Today, we’re talking about why the war in Ukraine was such a dud for the bears.
Things got scary for a while, with open discussion of nuclear war. That seems to have abated. People were starting to believe Putin was not a rational actor, that he might drop a nuke somewhere, but it looks like the economic sanctions have been effective enough that he doesn’t want any more trouble. Russia will default on its foreign debt, imminently.
Here is how this works. Anytime the stock market faces uncertainty that is possibly negative, people extrapolate to the worst possible outcome and work backward from there. In the case of the pandemic, people imagined tens of millions of deaths and years of lockdown. The stock market tanked 35% in a month.
With Ukraine, once the stock market got over the nuclear fears, it viewed the conflict as something relatively contained and unlikely to spread. Sure, it is possible Russia will go after NATO members next, like Poland and the Baltic states, but not anytime soon. So, the stock market dropped 12%, and that was the end of that.
A lot of people are accusing the stock market of being irrational, in that it didn’t go down more, but I think it went down the correct amount. Crucially, volatility didn’t rise much, and credit spreads didn’t blow out, which tells you there was absolutely no panic. One bad part of the pandemic was all the uncertainty, and the worst-case scenario was pretty terrifying.
The market is smarter than you or I. In the beginning of the war, I was tweeting about how we were all going to get nuked into glass—and the VIX was below 30. It didn’t make sense.
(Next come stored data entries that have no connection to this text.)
PR #366, opened 2019-12-17
Derived metric for perf cgroup now work with dynamic hierarchy workaround

ppalucki:
Before, there was an error when trying to handle derived metrics with perf_aggregate_cpus = true - derived metrics didn't work at all.
(better docs for perf event based and scaling metrics)

Also includes fix that now all the "scaling" metrics - have proper value **1.0** and any value above indicate that multiplexing/scaling is happening (real values are estimated) - probably caused by other tool collecting using the same counters.


wca/runners/measurement.py
```diff
@@ -217,10 +217,12 @@ def __init__(
         # We had the modify levels for all metrics
         # The set proper levels based on perf_aggregate_cpus value
         if not perf_aggregate_cpus:
-            log.debug('Enabling "cpu" level for PERF_SUBSYSTEM_WITH_CGROUPS metrics.')
+            log.debug('Enabling "cpu" level for PERF_SUBSYSTEM_WITH_CGROUPS and derived metrics.')
             for metric_metadata in METRICS_METADATA.values():
                 if metric_metadata.source == MetricSource.PERF_SUBSYSTEM_WITH_CGROUPS:
                     metric_metadata.levels = ['cpu']
+                if metric_metadata.source == MetricSource.DERIVED_PERF_WITH_CGROUPS:
+                    metric_metadata.levels = ['cpu']
```
Damenus: Above is similar condition and can be merged into one.

PR #378, opened 2020-01-13
WCA use master image for monitoring deployment and enabled RDT (auto)

ppalucki:


Jenkinsfile
```diff
@@ -463,10 +464,20 @@ def test_wca_metrics_kustomize() {
...
+    check_image = sh(script: 'curl ${DOCKER_REPOSITORY_URL}/v2/wca/rpc_perf/manifests/${GIT_COMMIT} | jq .name', returnStdout: true).trim()
+    if (check_image == 'null') {
+        print('Docker images are not available!')
+        sh "exit 1"
+    }
+}
+
+def wca_image_check() {
+    print('Check if wca docker images build for this PR ${GIT_COMMIT}')
+    /* Checking only for rpc_perf */
```
mmucek95: Checking for WCA image, not rpc_perf in this case.
We could do only one method that would take a parameter for image name to avoid doubling the code.

wca/runners/measurement.py
```diff
@@ -307,12 +319,25 @@ def _initialize(self) -> Optional[int]:
...
+        # so we need access to write in cgroups.
+        write_to_cgroup = self._allocation_configuration is not None
+        use_perf = len(self._event_names) > 0
+        # Check we have enough access.
+        if not security.are_privileges_sufficient(write_to_cgroup, self._rdt_enabled, use_perf):
             return 1
 
+        # Resctrl is enabled and available, call a placeholder to allow further initialization.
+        # For MeasurementRunner it's nothing to configure in RDT to measure resource usage.
+        # Check if it's needed to specific rdt initialization in case
```
mmucek95: Did you mean: 'specify'?

ppalucki: it should be "specific" as an adjective to "functionality" keyword

mmucek95: Then the sentence should look something like this: Check if specific rdt initialization is needed in case of using...

wca/runners/measurement.py
```diff
@@ -257,46 +257,58 @@ def _wait(self):
...
+            resctrl_available,
             gather_hw_mm_topology=self._gather_hw_mm_topology
         )
-        rdt_information = platform.rdt_information
 
+        # Confront RDT (resctrl fs) with HW enabled monitoring features.
+        if self._rdt_enabled and not platform.rdt_information.is_monitoring_enabled():
+            # Note: WCA does not support RDT without monitoring (keeps a mapping of
+            # cgroups and resctrl groups).
+            msg = ('Resctrl ia available byt RDT monitoring features are not!' +
```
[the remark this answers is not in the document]
ppalucki: fixed

wca/runners/measurement.py
```diff
@@ -307,12 +319,25 @@ def _initialize(self) -> Optional[int]:
...
+        # _allocation_configuration is set in allocation mode (AllocationRunner)
+        # so we need access to write in cgroups.
+        write_to_cgroup = self._allocation_configuration is not None
+        use_perf = len(self._event_names) > 0
+        # Check we have enough access.
+        if not security.are_privileges_sufficient(write_to_cgroup, self._rdt_enabled, use_perf):
             return 1
 
+        # Resctrl is enabled and available, call a placeholder to allow further initialization.
+        # For MeasurementRunner it's nothing to configure in RDT to measure resource usage.
```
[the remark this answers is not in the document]
ppalucki: It's P. Szulik to blame here :P - I have only copied it, but I will fix that.

PR #380, opened 2020-01-14
Fix missing 'hostIP' in PodList when Pod is in Pending state.

Creatone:
Got ```KeyError: 'hostIP'``` when Pod is in "PENDING" state.


wca/kubernetes.py
```diff
@@ -213,24 +213,38 @@ def get_tasks(self) -> List[Task]:
...
+            # Lacking needed information.
+            if not container_statuses:
+                log.debug('Ignore pod with uid={} name={}. '
+                          'Pod has no information about container statuses.'
+                          .format(pod_id, pod_name))
                 continue
 
+            # Kubeapi returns all pods in cluster.
+            if not self.kubelet_enabled:
+                if host_ip is None:
```
mmucek95: You're doubling code. Maybe make one condition: if host_ip is None or host_ip != self.node_ip.strip()

Creatone: I forgot to change log message in second condition. Checkout now!

PR #393, opened 2020-02-03
Uncore metrics update

mmucek95:
* adding new uncore metrics
* removing enable_perf_uncore flag and replacing it with a list of requested events


wca/metrics.py
```diff
@@ -880,7 +884,48 @@ class MetricMetadata:
...
+        MetricMetadata(
+            'Pending queue allocations',
+            MetricType.GAUGE,
+            MetricUnit.NUMERIC,
+            MetricSource.PERF_SUBSYSTEM_UNCORE,
+            MetricGranularity.PLATFORM,
+            ['socket', 'pmu_type'],
+            'no (uncore_event_names)'
+        ),
+    MetricName.PLATFORM_DRAM_CLOCKTICKS:
```
ppalucki: Why is it called DRAM_CLOCKTICS ? Is it there any reference that it is just DRAM and not NVM ? Maybe it would be safe to call it IMC_CLOCKTICKS ?

mmucek95: Fixed

PR #405, opened 2020-02-07
Workload mysql-hammerdb stabilize

Damenus:
Mysql-hammerdb workload has often restarted. This PR give more resources to containers and fix bugs, that they do not restart


examples/kubernetes/workloads/mysql-hammerdb/base/mysql-hammerdb.yaml
```diff
@@ -50,20 +50,29 @@ spec:
...
+            valueFrom:
+              resourceFieldRef:
+                containerName: mysql
+                resource: requests.memory
         command:
           - bash
           - -c
           - >
-            local_host='127.0.0.1'
+            # Wait to initialize mysql db
```
mmucek95: Why remove local_host variable?

Damenus: I remove variable and use ip in command below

But the market discounting machine was working just fine. It knew before you or I did that the conflict was a stalemate and that Putin wasn’t a madman. Funny how that works.
The Financial Crisis
If we go back and look at some of the great bear markets, why was the financial crisis so bad? Because the financial system came *this close* to imploding when money markets froze up before the Fed backstopped them. Most people have no idea how close we came to walking around in barrels with suspenders. There was a great deal of leverage involved, and it’s the leverage that kills.
Notably, there is not much leverage in the system today, outside of corporates. And corporates have an implicit Fed put, having already been bailed out two years ago at the beginning of the pandemic. You can’t think corporate bonds will implode without believing the default rate will increase, and there was nothing in this mini crisis that had any nexus to corporations defaulting. Hence, it was not as bad as it seemed.
The dot-com bubble didn’t have much in the way of leverage, but we were coming off sky-high valuations. So, stocks had a long way to fall. Valuations of the big tech companies have been steadily compressing—Facebook (FB) is practically a value stock at this point. And the growth/innovation stocks were already 60% off the highs.
The 1970s
If the ‘70s are the analog here, what worked in the ‘70s? Commodities worked, bonds didn’t work, and stocks went sideways for 10 years. That seems to be the playbook here. Commodity prices, whether they are energy, metals, or agriculture, are levitating every day, which indicates that people have figured this out. The Bloomberg Aggregate Bond Index is now down over 7% year to date, which is an absolute horror show. And people say investing is hard.
Well, it is hard because people have difficulty zooming out and looking at the big picture. They get caught up in the daily fluctuations. One thing I will say about the big macro hedge fund managers—they have an uncanny ability to zoom out and look at the bigger picture. Twelve percent is not that big of a correction, and that’s what we just had. People tend to hyperventilate and think this time is the big one. But it never is. In fact, we’ve only had four big ones in the last 100 years, where stocks dropped 50% or more. Tough to bet on something that only comes along every 25 years on average. And we just had two of them in quick succession.
If you’re wondering why the stock market didn’t crash, and you’re the embarrassed owner of a bunch of busted put options, that’s why. Being short is impossible, and hedging is expensive. Sentiment, at this point, is neutral, and there is no catalyst for another leg lower. Some people say that a bunch of rate hikes will do it—in fact, that seems to be the consensus—but I tend to doubt it.